PR #15177, opened 2026-03-30
Update Specta in lockfile to fix documentation

oscartbeaumont:
The docs.rs build for Tauri 2.10.3 failed.

In looking into the [build logs](https://docs.rs/crate/tauri/latest/builds/2963776) this seems to be due to a bug in the Specta.

The type implementation for `[T]` looked like the following:
```rs
impl<T: Type> Type for [T] {
    impl_passthrough!(Vec<T>);
}
```

and then the implementation of `Vec<T>` is the following:
```rs
#[cfg(feature = "std")] // <- notice this
impl<T: Type> Type for Vec<T> {
    ...
}
```

This is an issue because the implementation for `Vec<T>` is not available without the new `std` feature (which is enabled by default) breaking the implementation for `[T]` which shouldn't require the `std` feature. The `std` feature being enabled by default meant that it was never caught in Specta's tests, so I will need to upgrade the CI workflows! As Tauri disables default features the `std` feature is missing when it builds docs and this code fails to compile. In real-world applications using Tauri + Specta I doubt this will be encountered as the `specta` dependency being in the users `Cargo.toml` will likely enable the `std` feature.

Prior to me becoming aware of this being an issue in Tauri I had already overhaulled all the types impls so now `Vec<T>` dispatches to `[T]` which is how is how it should have always been to begin with. This PR just bumps the version to the latest release I did today to ensure we can get this issue resolved as quick as possible.

Really sorry for this breakage. Once this PR is merged we should be able to push a minor release again so the docs can be published!


FabianLars (dismissed):

lucasfernog (dismissed):

oscartbeaumont:
I have extended this PR with a couple of other dependency upgrades to avoid using dependencies with `doc_auto_cfg` as that prevents documentation building on nightly toolchains (like what docs.rs uses).

It looks like [`dpi`](https://docs.rs/dpi) hasn't released their removal of `doc_auto_cfg` which was merged in https://github.com/rust-windowing/winit/commit/d815bc089c37ac525f2ce6f381e758911b273922. Sadly this is causing issues with me building Tauri Specta docs but this can be upgraded in a follow-up PR once they do a release upstream.

These issues caused the Tauri Specta docs to fail to build [in the latest release](https://docs.rs/crate/tauri-specta/2.0.0-rc.24/builds/3082541) so be aware they may also cause issues for Tauri's next release.

lucasfernog (dismissed):
i've verified it works with https://github.com/rust-lang/docs.rs

lucasfernog:
had to revert the sha bumps, MSRV :(

oscartbeaumont:
I wonder if that's going to cause issues due to `doc_auto_cfg`? In my testing it did but I also don't know if my setup was exactly the same flags as docs.rs uses.

I suppose not much we can do and it was working so surley it will continue to work.

lucasfernog:
> I wonder if that's going to cause issues due to `doc_auto_cfg`? In my testing it did but I also don't know if my setup was exactly the same flags as docs.rs uses.
> 
> I suppose not much we can do and it was working so surley it will continue to work.

well from my docs.rs build it still worked, let's see

Legend-Master:
Looks like be7aabd reverted the specta change?

PR #15897, opened 2026-08-20
fix(tauri-runtime-wry): handle event loop queue overflow with backpressure and coalescing

### LINKED ISSUE #8177: [bug] Event emit crashes app with high call rate

Br1skyy:
Fixes #8177

## Problem

Windows `PostMessageW` has a per-thread message queue limit. When `window.emit()` is called from many worker threads at high rate, the queue can overflow and `PostMessageW` fail with error 1816 (`ERROR_NOT_ENOUGH_QUOTA`). Right now these messages get silently dropped.

I test by calling `PostMessageW` directly from 4+ threads with raw Win32 API and the OS drop 89-97% of messages. The queue limit is real.

In Tauri v2, tao 0.36.0 use crossbeam channel for event payload and `PostMessageW` only as wakeup signal. This make it much harder to hit on modern hardware. But the issue was reported on Tauri v1 / Windows 10 where the old tao packed payload into `PostMessageW` directly. On Windows 10 or under heavy system load the queue can still overflow.

## What this PR do

1. **Backpressure queue** (`PendingQueue`): When `send_event` fail, fire-and-forget messages get queued and retried next `MainEventsCleared`. Getter messages with `Sender` not queued (would deadlock). Queue capped at 10000, oldest removed when full.

2. **`EvaluateScript` coalescing**: Multiple `EvaluateScript` for same webview get merged, only latest kept. Less queue pressure from fast emit calls.

3. **Logging**: All silent `let _ = proxy.send_event(...)` replaced with `log::warn!` so user can see when messages fail.

## Test

- 8 unit test for `PendingQueue` (all pass): push/drain, capacity limit, coalescing, order preservation
- Repro app with 32 threads x 1M events, no crash, no regression
- Raw `PostMessageW` flood test from 4/8/16 threads confirm the OS quota limit exist (89-97% message loss)
- On v2 + Windows 11, `emit()` does not fail even under extreme pressure because tao channel handle it. Defensive fix for older Windows or when system is under heavy load.

## Note

The crash in #8177 was Tauri v1. In v2 the tao channel design make it much harder to reproduce. This PR add defensive backpressure handling, event coalescing, and diagnostic logging for edge cases where `PostMessageW` quota is exceeded.

### DIFF
--- a/.changes/fix-event-emit-crash.md
+++ b/.changes/fix-event-emit-crash.md
@@ -1,0 +1,5 @@
+---
+"tauri-runtime-wry": patch:bug
+---
+
+Added a bounded backpressure queue for messages that fail to be delivered to the OS event loop. When `send_event` fails (e.g., Windows `PostMessage` quota exceeded with error 1816), messages are queued and retried on the next `MainEventsCleared` iteration instead of being silently dropped. Includes event coalescing: high-frequency `EvaluateScript` messages targeting the same webview are deduplicated, keeping only the latest. Also replaced all remaining `let _ = proxy.send_event(...)` silent drops with `log::warn!` diagnostics. This prevents app crashes when `emit()` is called at high rates from worker threads, fixing #8177.
--- a/crates/tauri-runtime-wry/src/lib.rs
+++ b/crates/tauri-runtime-wry/src/lib.rs
@@ -126,7 +126,7 @@ use std::{
   cell::RefCell,
   collections::{
     hash_map::Entry::{Occupied, Vacant},
-    BTreeMap, HashMap, HashSet,
+    BTreeMap, HashMap, HashSet, VecDeque,
   },
   fmt,
   ops::Deref,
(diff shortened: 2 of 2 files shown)


Legend-Master:
Thanks for contributing, but please provide a repro as mentioned in https://github.com/tauri-apps/tauri/issues/8177#issuecomment-2101041340

Br1skyy:
> Thanks for contributing, but please provide a repro as mentioned in [#8177 (comment)](https://github.com/tauri-apps/tauri/issues/8177#issuecomment-2101041340)

Sorry, working on it.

================================

| Brief |
If a line above holds the string "https", copy it out.

| Answer section |
In looking into the [build logs](https://docs.rs/crate/tauri/latest/builds/2963776) this seems to be due to a bug in the Specta.
It looks like [`dpi`](https://docs.rs/dpi) hasn't released their removal of `doc_auto_cfg` which was merged in https://github.com/rust-windowing/winit/commit/d815bc089c37ac525f2ce6f381e758911b273922. Sadly this is causing issues with me building Tauri Specta docs but this can be upgraded in a follow-up PR once they do a release upstream.
These issues caused the Tauri Specta docs to fail to build [in the latest release](https://docs.rs/crate/tauri-specta/2.0.0-rc.24/builds/3082541) so be aware they may also cause issues for Tauri's next release.
i've verified it works with https://github.com/rust-lang/docs.rs
Thanks for contributing, but please provide a repro as mentioned in https://github.com/tauri-apps/tauri/issues/8177#issuecomment-2101041340
> Thanks for contributing, but please provide a repro as mentioned in [#8177 (comment)](https://github.com/tauri-apps/tauri/issues/8177#issuecomment-2101041340)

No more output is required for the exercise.